Operating characteristics
A single trial does not tell you whether the design is
well-calibrated. To estimate power and type I error, we run the design
under each scenario using sim_trials(). The chunks below
are not run when knitting (each takes a few minutes) but illustrate the
workflow:
# Power: simulate under the alternative (true rate = 0.20)
out_power <- sim_trials(
N_trials = 1000,
hazard_treatment = ht,
hazard_control = NULL,
cutpoints = 0,
N_total = 80,
lambda = 5,
lambda_time = 0,
interim_look = 50,
end_of_study = end_of_study,
prior = c(0.1, 0.1),
block = 2,
rand_ratio = c(1, 1),
prop_loss = 0.05,
alternative = "less",
h0 = benchmark,
Fn = 0.05,
Sn = 0.95,
prob_ha = 0.95,
N_impute = 50,
N_mcmc = 2000,
method = "bayes")
# Type I error: simulate under the null (true rate = benchmark = 0.30)
ht_null <- prop_to_haz(probs = benchmark, endtime = end_of_study)
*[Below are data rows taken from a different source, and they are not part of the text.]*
PR #1224, opened 2016-06-07
Clean shutdown of miner

mnsl:
Adds `tg *siasync.ThreadGroup` field to the Miner type; m.tg.Stop() is called at the start of m.Close(), automatically unsubscribing the miner from its consensus set and transaction pool and blocking until the m.threadedMine() goroutine is done.

To unsubscribe the miner from the transaction pool, I've added an exported Unsubscribe method to TransactionPool (akin to the ConsensusSet Unsubscribe method).

### DIFF
--- a/api/miner_test.go
+++ b/api/miner_test.go
@@ -73,7 +73,7 @@ func TestIntegrationMinerStartStop(t *testing.T) {
 		t.Fatal(err)
 	}
 	if !mg.CPUMining {
-		t.Error("cpu is not reporting through the api that it is mining.")
+		t.Error("cpu is not reporting through the api that it is mining")
 	}
 
 	// Stop the cpu miner and wait for the stop call to go through.
@@ -83,7 +83,7 @@ func TestIntegrationMinerStartStop(t *testing.T) {
 	}
 	time.Sleep(100 * time.Millisecond)
 	if st.server.miner.CPUMining() {
-		t.Error("cpu miner is reporting that it is not on")
+		t.Error("cpu miner is reporting that it is on after being stopped")
 	}
 
 	// Check the numbers through the status api call.
@@ -92,7 +92,7 @@ func TestIntegrationMinerStartStop(t *testing.T) {
 		t.Fatal(err)
 	}
 	if mg.CPUMining {
-		t.Error("cpu is not reporting through the api that it is mining.")
+		t.Error("cpu is not reporting through the api that it is mining")
 	}
 }
 
--- a/modules/miner/blockmanager.go
+++ b/modules/miner/blockmanager.go
@@ -69,6 +69,11 @@ func (m *Miner) newSourceBlock() {
 // it is typically safe to assume that headers will be remembered for
 // min(10 minutes, 10e3 requests).
 func (m *Miner) HeaderForWork() (types.BlockHeader, types.Target, error) {
+	if err := m.tg.Add(); err != nil {
+		return types.BlockHeader{}, types.Target{}, err
+	}
+	defer m.tg.Done()
+
 	m.mu.Lock()
 	defer m.mu.Unlock()
 
@@ -158,6 +163,11 @@ func (m *Miner) managedSubmitBlock(b types.Block) error {
 
 // SubmitHeader accepts a block header.
 func (m *Miner) SubmitHeader(bh types.BlockHeader) error {
+	if err := m.tg.Add(); err != nil {
+		return err
+	}
+	defer m.tg.Done()
+
 	// Because a call to managedSubmitBlock is required at the end of this
 	// function, the first part needs to be wrapped in an anonymous function
 	// for lock safety.
--- a/modules/miner/cpuminer.go
+++ b/modules/miner/cpuminer.go
@@ -2,11 +2,18 @@ package miner
 
 import (
 	"time"
+
+	"github.com/NebulousLabs/Sia/build"
 )
 
 // threadedMine starts a gothread that does CPU mining. threadedMine is the
 // only function that should be setting the mining flag to true.
 func (m *Miner) threadedMine() {
+	if err := m.tg.Add(); err != nil {
+		return
+	}
+	defer m.tg.Done()
+
 	// There should not be another thread mining, and mining should be enabled.
 	m.mu.Lock()
 	if m.mining || !m.miningOn {
@@ -54,6 +61,11 @@ func (m *Miner) threadedMine() {
 
 // CPUHashrate returns an estimated cpu hashrate.
 func (m *Miner) CPUHashrate() int {
+	if err := m.tg.Add(); err != nil {
+		build.Critical(err)
+	}
+	defer m.tg.Done()
+
 	m.mu.Lock()
 	defer m.mu.Unlock()
 	return int(m.hashRate)
@@ -61,6 +73,11 @@ func (m *Miner) CPUHashrate() int {
 
 // CPUMining indicates whether the cpu miner is running.
 func (m *Miner) CPUMining() bool {
+	if err := m.tg.Add(); err != nil {
+		build.Critical(err)
+	}
+	defer m.tg.Done()
+
 	m.mu.Lock()
 	defer m.mu.Unlock()
 	return m.miningOn
@@ -69,6 +86,11 @@ func (m *Miner) CPUMining() bool {
 // StartCPUMining will start a single threaded cpu miner. If the miner is
 // already running, nothing will happen.
 func (m *Miner) StartCPUMining() {
+	if err := m.tg.Add(); err != nil {
+		build.Critical(err)
+	}
+	defer m.tg.Done()
+
 	m.mu.Lock()
 	defer m.mu.Unlock()
 	m.miningOn = true
@@ -78,6 +100,11 @@ func (m *Miner) StartCPUMining() {
 // StopCPUMining will stop the cpu miner. If the cpu miner is already stopped,
 // nothing will happen.
 func (m *Miner) StopCPUMining() {
+	if err := m.tg.Add(); err != nil {
+		build.Critical(err)
+	}
+	defer m.tg.Done()
+
 	m.mu.Lock()
 	defer m.mu.Unlock()
 	m.hashRate = 0
--- a/modules/miner/cpuminer.go
+++ b/modules/miner/cpuminer.go
@@ -27,8 +27,15 @@ func (m *Miner) threadedMine() {
 	// occurring.
 	cycleStart := time.Now()
 	for {
-		// Kill the thread if mining has been turned off.
 		m.mu.Lock()
+		// Kill the thread if the miner's threadgroup is stopped.
+		if m.tg.IsStopped() {
+			m.miningOn = false
+			m.mining = false
+			m.mu.Unlock()
+			return
+		}
+		// Kill the thread if mining has been turned off.
 		if !m.miningOn {
 			m.mining = false
 			m.mu.Unlock()
--- a/modules/miner/miner.go
+++ b/modules/miner/miner.go
@@ -206,6 +206,7 @@ func (m *Miner) Close() error {
 	defer m.mu.Unlock()
 
 	m.cs.Unsubscribe(m)
+	m.tpool.Unsubscribe(m)
 
 	var errs []error
 	if err := m.saveSync(); err != nil {
--- a/modules/miner/miner.go
+++ b/modules/miner/miner.go
@@ -10,6 +10,7 @@ import (
 	"github.com/NebulousLabs/Sia/crypto"
 	"github.com/NebulousLabs/Sia/modules"
 	"github.com/NebulousLabs/Sia/persist"
+	siasync "github.com/NebulousLabs/Sia/sync"
 	"github.com/NebulousLabs/Sia/types"
 )
 
@@ -104,6 +105,9 @@ type Miner struct {
 	mu         sync.RWMutex
 	persist    persistence
 	persistDir string
+	// tg signals the Miner's goroutines to shut down and blocks until all
+	// goroutines have exited before returning from Close().
+	tg siasync.ThreadGroup
 }
 
 // startupRescan will rescan the blockchain in the event that the miner
@@ -194,6 +198,10 @@ func New(cs modules.ConsensusSet, tpool modules.TransactionPool, w modules.Walle
 // Close terminates all ongoing processes involving the miner, enabling garbage
 // collection.
 func (m *Miner) Close() error {
+	if err := m.tg.Stop(); err != nil {
+		return err
+	}
+
 	m.mu.Lock()
 	defer m.mu.Unlock()
 
--- a/modules/miner/miner.go
+++ b/modules/miner/miner.go
@@ -235,6 +235,11 @@ func (m *Miner) checkAddress() error {
 // BlocksMined returns the number of good blocks and stale blocks that have
 // been mined by the miner.
 func (m *Miner) BlocksMined() (goodBlocks, staleBlocks int) {
+	if err := m.tg.Add(); err != nil {
+		build.Critical(err)
+	}
+	defer m.tg.Done()
+
 	m.mu.Lock()
 	defer m.mu.Unlock()
 
--- a/modules/transactionpool/subscribe_test.go
+++ b/modules/transactionpool/subscribe_test.go
@@ -13,7 +13,7 @@ type mockSubscriber struct {
 }
 
 // ReceiveUpdatedUnconfirmedTransactions receives transactinos from the
-// transaction pool and stores them in the order they were received. 
+// transaction pool and stores them in the order they were received.
 // This method allows *mockSubscriber to satisfy the
 // modules.TransactionPoolSubscriber interface.
 func (ms *mockSubscriber) ReceiveUpdatedUnconfirmedTransactions(txns []types.Transaction, _ modules.ConsensusChange) {
@@ -28,7 +28,7 @@ func TestSubscription(t *testing.T) {
 		t.Skip()
 	}
 
-	tpt, err  := createTpoolTester("TestUnsubscribe")
+	tpt, err := createTpoolTester("TestUnsubscribe")
 	if err != nil {
 		t.Fatal(err)
 	}
@@ -63,11 +63,10 @@ func TestSubscription(t *testing.T) {
 	if len(ms.txns) != numTxns {
 		t.Errorf("mock subscriber should've received %v transactions; received %v instead", numTxns, len(ms.txns))
 	}
-	
+
 	numSubscribers := len(tpt.tpool.subscribers)
 	tpt.tpool.Unsubscribe(&ms)
 	if len(tpt.tpool.subscribers) != numSubscribers-1 {
 		t.Error("transaction pool failed to unsubscribe mock subscriber")
 	}
 }
-
--- a/modules/transactionpool/subscribe_test.go
+++ b/modules/transactionpool/subscribe_test.go
@@ -1,0 +1,73 @@
+package transactionpool
+
+import (
+	"github.com/NebulousLabs/Sia/modules"
+	"github.com/NebulousLabs/Sia/types"
+	"testing"
+)
+
+// mockSubscriber receives transactions from the transaction pool it is
+// subscribed to, retaining them in the order they were received.
+type mockSubscriber struct {
+	txns []types.Transaction
+}
+
+// ReceiveUpdatedUnconfirmedTransactions receives transactinos from the
+// transaction pool and stores them in the order they were received. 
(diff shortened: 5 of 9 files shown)


modules/miner/miner.go
```diff
@@ -104,6 +105,9 @@ type Miner struct {
 	mu         sync.RWMutex
 	persist    persistence
 	persistDir string
+	// tg signals the Miner's goroutines to shut down and blocks until
+	// all goroutines have exited before returning from Close().
+	tg *siasync.ThreadGroup
```
VoidingWarranties: If you don't use a pointer you don't need to use `new`

modules/miner/miner.go
```diff
@@ -194,18 +210,21 @@ func New(cs modules.ConsensusSet, tpool modules.TransactionPool, w modules.Walle
 // Close terminates all ongoing processes involving the miner, enabling garbage
 // collection.
 func (m *Miner) Close() error {
+	if err := m.tg.Stop(); err != nil {
+		return err
+	}
+
 	m.mu.Lock()
 	defer m.mu.Unlock()
```
VoidingWarranties: Only a read lock is necessary here, and only while calling `saveSync`. I don't think it matters much though.

modules/miner/miner.go
```diff
@@ -180,8 +184,20 @@ func New(cs modules.ConsensusSet, tpool modules.TransactionPool, w modules.Walle
 		return nil, errors.New("miner subscription failed: " + err.Error())
 	}
 
+	// Automatically unsubscribe the miner from its transaction pool
```
DavidVorick: I feel like there should be no newline here because the unsubscribing of the consensus set is directly paired to the subscribing to the consensus set.

DavidVorick:
You need to add testing for the unsubscription from the transaction pool.

modules/miner/miner.go
DavidVorick: No you want a `Lock` when closing because you are shutting down resources.

DavidVorick:
The exported functions need to return an error if they are called after the miner has been closed

modules/miner/miner.go
DavidVorick: oh, also I think the miner lock is just a normal lock. No readlock because the miner uses the lock a lot and I wanted it to be fast.

VoidingWarranties:
Can you close the corresponding issue in one of the commit messages so that it's automatically closed?

mnsl:
Latest changes address code review comments:
* add Unsubscribe method to TransactionPool in modules/transactionpool/subscribe.go
* add `modules/transactionpool/subscribe_test.go` file with `mockSubscriber` interface and `TestUnsubscribe` function
* introduce miner.errClosed error 
* make exported `*Miner` methods write `build.Critical(errClosed)` when the miner is closed

api/miner_test.go
```diff
@@ -35,10 +35,12 @@ func TestIntegrationMinerGET(t *testing.T) {
 	if mg.StaleBlocksMined != staleBlocksMined {
 		t.Error("stale blocks mined is incorrect")
 	}
-	if mg.CPUHashrate != st.server.miner.CPUHashrate() {
+	CPUHashrate := st.server.miner.CPUHashrate()
+	if mg.CPUHashrate != CPUHashrate {
```
mnsl: Oops, this is a holdover from when I was making miner.CPUMining() return an error.  Will return to original in next commit.

api/miner_test.go
```diff
@@ -35,10 +35,12 @@ func TestIntegrationMinerGET(t *testing.T) {
...
 		t.Error("mismatched cpu hashrate")
 	}
-	if mg.CPUMining != st.server.miner.CPUMining() {
+	CPUMining := st.server.miner.CPUMining()
+	if mg.CPUMining != CPUMining {
```
mnsl: same as above

api/miner_test.go
```diff
@@ -62,7 +64,8 @@ func TestIntegrationMinerStartStop(t *testing.T) {
 		t.Fatal(err)
 	}
 	time.Sleep(100 * time.Millisecond)
-	if !st.server.miner.CPUMining() {
+	CPUMining := st.server.miner.CPUMining()
+	if !CPUMining {
```
mnsl: same as above

api/miner_test.go
```diff
@@ -82,8 +85,9 @@ func TestIntegrationMinerStartStop(t *testing.T) {
 		t.Fatal(err)
 	}
 	time.Sleep(100 * time.Millisecond)
-	if st.server.miner.CPUMining() {
-		t.Error("cpu miner is reporting that it is not on")
+	CPUMining = st.server.miner.CPUMining()
+	if CPUMining {
+		t.Error("cpu miner is reporting that it is on after being stopped")
```
mnsl: same as above

api/miner_test.go
```diff
@@ -83,7 +83,7 @@ func TestIntegrationMinerStartStop(t *testing.T) {
 	}
 	time.Sleep(100 * time.Millisecond)
 	if st.server.miner.CPUMining() {
-		t.Error("cpu miner is reporting that it is not on")
+		t.Error("cpu miner is reporting that it is on after being stopped")
```
mnsl: pretty sure this error message was wrong

modules/transactionpool/subscribe_test.go
```diff
@@ -0,0 +1,65 @@
+package transactionpool
+
+import (
+	"github.com/NebulousLabs/Sia/modules"
+	"github.com/NebulousLabs/Sia/types"
+	"testing"
+)
+
```
mnsl: Sorry, forgot to add comments.  Will fix pronto

modules/miner/cpuminer.go
```diff
@@ -2,11 +2,18 @@ package miner
...
 )
 
 // threadedMine starts a gothread that does CPU mining. threadedMine is the
 // only function that should be setting the mining flag to true.
 func (m *Miner) threadedMine() {
+	if err := m.tg.Add(); err != nil {
+		return
+	}
+	defer m.tg.Done()
+
```
mnsl: Should this occur before or after `m.mu.Lock()`?

lukechampine: the lock does not protect the threadgroup, so it can be called with or without a lock. Generally these should be the first 4 lines of each tracked function.

mnsl: Including functions that don't call goroutines?

VoidingWarranties: These should also be the first four lines of exported methods that use closable resources, such as printing to the log.

modules/miner/cpuminer.go
```diff
@@ -56,13 +63,19 @@ func (m *Miner) threadedMine() {
 func (m *Miner) CPUHashrate() int {
 	m.mu.Lock()
 	defer m.mu.Unlock()
+	if m.tg.IsStopped() {
+		build.Critical(errClosed)
+	}
```
VoidingWarranties: This can be the first three lines, before the lock.

mnsl:
Latest updates:
* move `if m.tg.IsStopped()` checks outside of lock
* add `if m.tg.Add() .... defer m.tg.Done()` to exported functions that use closable resources

mnsl:
This PR and #1230 are both failing due to the same [data race](https://travis-ci.org/NebulousLabs/Sia/jobs/136316860#L581) in the gateway module involving `gateway.(*Gateway).threadedListenPeer` and `gateway.(*Gateway).threadedAcceptConn`.  It's nondeterministic (about half the time).

modules/miner/miner.go
mnsl: Is it OK that the `m.tg.stopFns` (`m.cs.Unsubscribe` and `m.tpool.Unsubscribe`) are called outside of the lock?

VoidingWarranties:
The data race is in the version of muxado we use. It should be fixed when #1231 is complete.

modules/miner/miner.go
lukechampine: @VoidingWarranties for future reference, `saveSync` should be called with a write lock. The persist file should be treated as an extension of the object's state, which means you need a write lock when writing to it. This makes more sense if you frame it in terms of "only one goroutine should write to the file at a time."

modules/transactionpool/subscribe_test.go
```diff
@@ -0,0 +1,78 @@
...
+// subscribed to, retaining them in the order they were received.
+type mockSubscriber struct {
+	txns []types.Transaction
+}
+
+// newMockSubscriber returns a blank mockSubscriber that is ready to subscribe
+// to a transaction pool.
+func newMockSubscriber() mockSubscriber {
+	return mockSubscriber{}
+}
```
lukechampine: constructors should only be used when some initialization needs to be performed.

modules/transactionpool/subscribe_test.go
```diff
@@ -0,0 +1,78 @@
...
+
+	// Create a mock subscriber and subscribe it to the transaction pool.
+	ms := newMockSubscriber()
+	tpt.tpool.TransactionPoolSubscribe(&ms)
+	if len(ms.txns) != 0 {
+		t.Fatalf("mock subscriber has received %v transactions; shouldn't have received any yet", len(ms.txns))
+	}
+
+	// Create a valid transaction set and check that the mock subscriber's
+	// transaction list is updated.
```
lukechampine: seems like this tests more than just `Unsubscribe`, which is fine -- just change the name to `TestSubscription` (or similar) and update the docstring.

modules/miner/blockmanager.go
```diff
@@ -69,6 +70,9 @@ func (m *Miner) newSourceBlock() {
 // it is typically safe to assume that headers will be remembered for
 // min(10 minutes, 10e3 requests).
 func (m *Miner) HeaderForWork() (types.BlockHeader, types.Target, error) {
+	if m.tg.IsStopped() {
+		build.Critical(errClosed)
+	}
```
DavidVorick: `HeaderForWork` has an error in the function definition, you should be returning `errMinerClosed` here.

modules/miner/blockmanager.go
```diff
@@ -158,6 +162,14 @@ func (m *Miner) managedSubmitBlock(b types.Block) error {
 
 // SubmitHeader accepts a block header.
 func (m *Miner) SubmitHeader(bh types.BlockHeader) error {
+	if err := m.tg.Add(); err != nil {
```
DavidVorick: `IsStopped` check should happen before you add to the `tg`, and since this function returns an error you should return `errMinerClosed` if the miner is closed.

modules/miner/cpuminer.go
DavidVorick: @lukechampine not quite correct.

`threaded` indicates that this function should always be called as a goroutine (e.g. `go threadedMine()`), which means that it's possible the miner closes between the time this function is called and the time that this function executes.

So, the first lines of code here should actually be to check whether the miner is closed or not. @mnsl it's not a critical error if this function gets called after the miner is closed - it's possible during normal use for this function to be called, and then for the miner to close, and then for this function to execute. So if the miner is closed when this function starts, you should just `return`, silently refusing to start the miner.

DavidVorick: There's a second bit of trickiness related to this function, and I'm not sure that the testing coverage is complete enough to detect problems. I'm pretty sure that if you were to call `Close` right now while the cpu miner was running, it'd never actually shut down. You should write a test to verify this.

`Stop` cannot return until `m.tg.Done()` has returned, which won't happen until after this function terminates. And this function won't terminate if `m.miningOn`. The simplest fix is to change the mining statement to `if m.mining || !m.miningOn || m.tg.IsStopped() {`, and then you'll also want to add the line `m.miningOn = false` to the `Close` function.

modules/miner/miner.go
```diff
@@ -229,6 +240,10 @@ func (m *Miner) BlocksMined() (goodBlocks, staleBlocks int) {
 	m.mu.Lock()
 	defer m.mu.Unlock()
 
+	if m.tg.IsStopped() {
+		build.Critical(errClosed)
+	}
```
DavidVorick: you can throw this above the `Lock` call.

DavidVorick:
I think there's a problem here. Imagine that the ConsensusSet has a new block and is locked at the moment that `miner.Close` is called. ConsensusSet is not going to let you call `Unsubscribe` until it has finished processing the block, which includes calling `ProcesseConsensusChange` on the miner. Depending on what is called in the `Stop` function, you may lose resources before `ProcessConsnesusChange` is called. `IsStopped` is set immediately, so if you are checking `IsStopped` during `ProcessConsensusChange` you are going to potentially have problems.

One option is to call `Unsubscribe` before you call `Stop`. And the other is to call `Unsubscribe` as one of the first calls inside of the `Stop` function. Still thinking about other options, but it seems to make things pretty messy. There's probably a clean way to deal with all of this, just not sure yet.

The problem seems unique to `Unsubscribe` functions, as that should be the only situation where a function might be accessing the miner after `Close`. I think it's cleanly solved by making sure subscription is the last thing that happens during startup, and the first thing that happens during shutdown. The issue there is that then the `ProcessConsensusChange` functions either shouldn't check whether the miner is stopped, or they should just close silently (without calling `build.Critical`) if the miner is stopped, because unless you call `Unsubscribe` before `IsStopped` gets set to `true`, the function may get confused.

@lukechampine what do you think?

modules/miner/blockmanager.go
lukechampine: The typical pattern is to check the return value of `tg.Add`. If you used `IsStopped` first, you'd still need to check the return value of `tg.Add` anyway. See https://github.com/NebulousLabs/Sia/blob/master/modules/gateway/peers.go#L142

modules/miner/miner.go
lukechampine: shouldn't this be a `tg.Add`?

lukechampine:
Because `Subscribe` is a source of new threads, `Unsubscribe` should be called as a stopFn. This is in line with the strategy of eliminating new threads before proceeding with shutdown.

DavidVorick:
If it's called as a stopFn there's a deadlock risk that you have to consider as a developer. I guess you have to consider it anyway. A call to `Unsubscribe` may not be able to complete until a locking call is made to the miner, which means that `Unsubscribe` needs to be called when the miner is not locked.

Which means we need to either assume that all calls within the `tg` assume that the miner is not locked (which I guess makes sense), or we need a special case around it. I guess it's an exported thread.

DavidVorick:
But that means that you can't assume that `Process` will never be called when `IsStopped()` is returning true. If you want that assurance, you need either a `tg.BeforeStop` or you need to call `Unsubscribe` before you call `Stop()` in the closing function, which means decoupling the subscription code from the unsubscription code (not preferred).

modules/miner/miner.go
DavidVorick: You need both. First you check if it's stopped. If it is, you either return an error or call `build.Critical`. Then you do the `tg.Add(); defer tg.Done()`. You need both.

DavidVorick:
Oh nvm, I completely forgot that `tg.Add` will return an error if `IsStopped`. So, yeah, all you need is the `Add(); Done()` calls, and not the check for `IsStopped`. My mistake.

modules/miner/blockmanager.go
DavidVorick: gah forgot that `tg.Add` checked `IsStopped` for you.

modules/miner/blockmanager.go
DavidVorick: As Luke pointed out, simpling calling `m.tg.Add` is enough because it will check `IsStopped` inside of that function. Then you can return whatever error it returns.

modules/miner/blockmanager.go
```diff
@@ -158,6 +162,14 @@ func (m *Miner) managedSubmitBlock(b types.Block) error {
...
+		return err
+	}
+	defer m.tg.Done()
+	if m.tg.IsStopped() {
+		build.Critical(errClosed)
+	}
```
DavidVorick: Same here, no need to both call `tg.Add()` and check `IsStopped()` - my mistake.

modules/miner/miner.go
DavidVorick: I'm wrong.

modules/miner/cpuminer.go
DavidVorick: I'm re-writing some previous comments because they had an incorrect understanding of how `tg` works.

Definitely okay to call `tg.Add()` without holding a miner lock.

modules/miner/miner.go
```diff
@@ -194,10 +199,15 @@ func New(cs modules.ConsensusSet, tpool modules.TransactionPool, w modules.Walle
 // Close terminates all ongoing processes involving the miner, enabling garbage
 // collection.
 func (m *Miner) Close() error {
+	if err := m.tg.Stop(); err != nil {
```
DavidVorick: `m.tg.Stop()` depends on the cpu miner being turned off to close correctly. To ensure that, you should set `m.miningOn = false` before calling `m.tg.Stop()`. You should also write a test that starts the miner, turns on cpu mining, and then calls `Close` before turning off cpu mining. If all goes well, the cpu miner should close before `Stop()` returns. You can check that the cpu miner has closed by looking at the `m.mining` variable (not to be confused with `m.miningOn` - `m.mining` tells you whether or not the miner is *actually* mining, and `m.miningOn` tells you whether or not the miner is *supposed* to be mining.

DavidVorick: Hmm. Alternatively you might want to just check the value of `tg.IsStopped()` inside of the `threadedMining` thread.

lukechampine: I think the latter is the correct approach. Threads should use `tg` as a point of synchronization for knowing when to shut down.

mnsl: At the top of `threadedMine` is

```go
if err := m.tg.Add(); err != nil {
    return
}
```

Is this sufficient?  Or should `tg.IsStopped()` be checked explicitly in the for loop or something?

DavidVorick: You need to check `tg.IsStopped()` every iteration of the loop, otherwise there's a deadlock.

Easy way to see is to write a test that turns on the mining, then calls `miner.Close()`. `miner.Close()` will never complete, at least as far as I can tell, it'll just hang. (you should write this test regardless)

Inside the loop, there's a place where it checks the value of `miningOn` and then returns. In that same place, you should add a check for `tg.IsStopped` as well.

mnsl: Yeah, can confirm that `miner.Close` only completes when `tg.IsStopped()` is checked within the loop. 

Should the test I wrote to confirm this be included in the PR?  See below.  It's slow as is, and 

```go
func TestMinerCloseDeadlock(t *testing.T) {
	if testing.Short() {
		t.SkipNow()
	}
	mt, err := createMinerTester("TestMinerCloseDeadlock")
	if err != nil {
		t.Fatal(err)
	}

	// Turn miner on.
	mt.miner.StartCPUMining()

        // Without this wait, Close() is called on the miner before StartCPUMining() 
        // manages to call 'go threadedMine()'.  If this function is going to be included
        // in the Sia test suite, I should find a real fix since this still sets off warnings 
        // about data races.
	time.Sleep(time.Second)

	// Call close without stopping the miner.  Since 'tg.IsStopped' is
        // with each iteration of the loop in 'threadedMine', the miner
        // should close on the next iteration of said loop.  Without this
        // check, Close would hang forever.
	if err = mt.miner.Close(); err != nil {
		t.Fatal(err)
	}
}
```

DavidVorick: yeah, that's a good test to keep in the codebase.

mnsl:
* fix up commit history and a few comments
* remove unnecessary `IsStopped` checks
* kill `threadedMine` if `m.tg.IsStopped` (implement `TestMinerCloseDeadlock` to confirm that this is necessary)

mnsl:
rebased, should be ready to go

modules/miner/cpuminer.go
```diff
@@ -20,8 +27,15 @@ func (m *Miner) threadedMine() {
 	// occurring.
 	cycleStart := time.Now()
 	for {
-		// Kill the thread if mining has been turned off.
 		m.mu.Lock()
+		// Kill the thread if the miner's threadgroup is stopped.
+		if m.tg.IsStopped() {
+			m.miningOn = false
+			m.mining = false
```
VoidingWarranties: If we are in the process of closing setting these values to false shouldn't matter, right? Returning immediately would let you put the `IsStopped` check outside of the lock.

lukechampine: behavior of exported methods after shutdown is undefined (at least when they can't return an error), so for correctness' sake, `CPUMining` should return false after shutdown.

out_t1error <- sim_trials(
N_trials = 1000,
hazard_treatment = ht_null,
hazard_control = NULL,
cutpoints = 0,
N_total = 80,
lambda = 5,
lambda_time = 0,
interim_look = 50,
end_of_study = end_of_study,
prior = c(0.1, 0.1),
block = 2,
rand_ratio = c(1, 1),
prop_loss = 0.05,
alternative = "less",
h0 = benchmark,
Fn = 0.05,
Sn = 0.95,
prob_ha = 0.95,
N_impute = 50,
N_mcmc = 2000,
method = "bayes")
summarise_sims(list(out_power$sims, out_t1error$sims))Calibration proceeds the same way as for two-arm designs: if the type
I error under the null (where the true rate equals the benchmark) is
above the desired level, raise prob_ha; if power is too
low, increase N_total or relax the
Fn/Sn thresholds.
A practical caveat on benchmarks
The validity of a single-arm Goldilocks trial rests entirely on the
benchmark h0 being a fair representation of the population
the trial is enrolling. Drift in standard of care, differences in
patient mix, and unmeasured confounding all bias the comparison in a way
that randomisation would otherwise neutralise. A Bayesian framework can
incorporate uncertainty about the benchmark itself – e.g. by replacing a
fixed h0 with a prior distribution informed by historical
data – but this is outside the scope of the simple h0
scalar that survival_adapt() exposes, and would require a
custom analysis. When in doubt, simulating the design under several
plausible values of the true rate (including ones near the benchmark) is
a useful way to characterise its sensitivity.
See also
- The “Example: Two-armed RCT” vignette covers the corresponding two-arm randomised design with a log-rank decision rule.
- The “Bayesian decisions with piecewise-exponential hazards” vignette
covers the same decision rule used here, but in a two-arm setting and
with non-constant hazards. The piecewise machinery applies directly to
single-arm trials too (just keep
hazard_control = NULLand pass a per-intervalhazard_treatmentvector). -
?survival_adaptdocuments all arguments.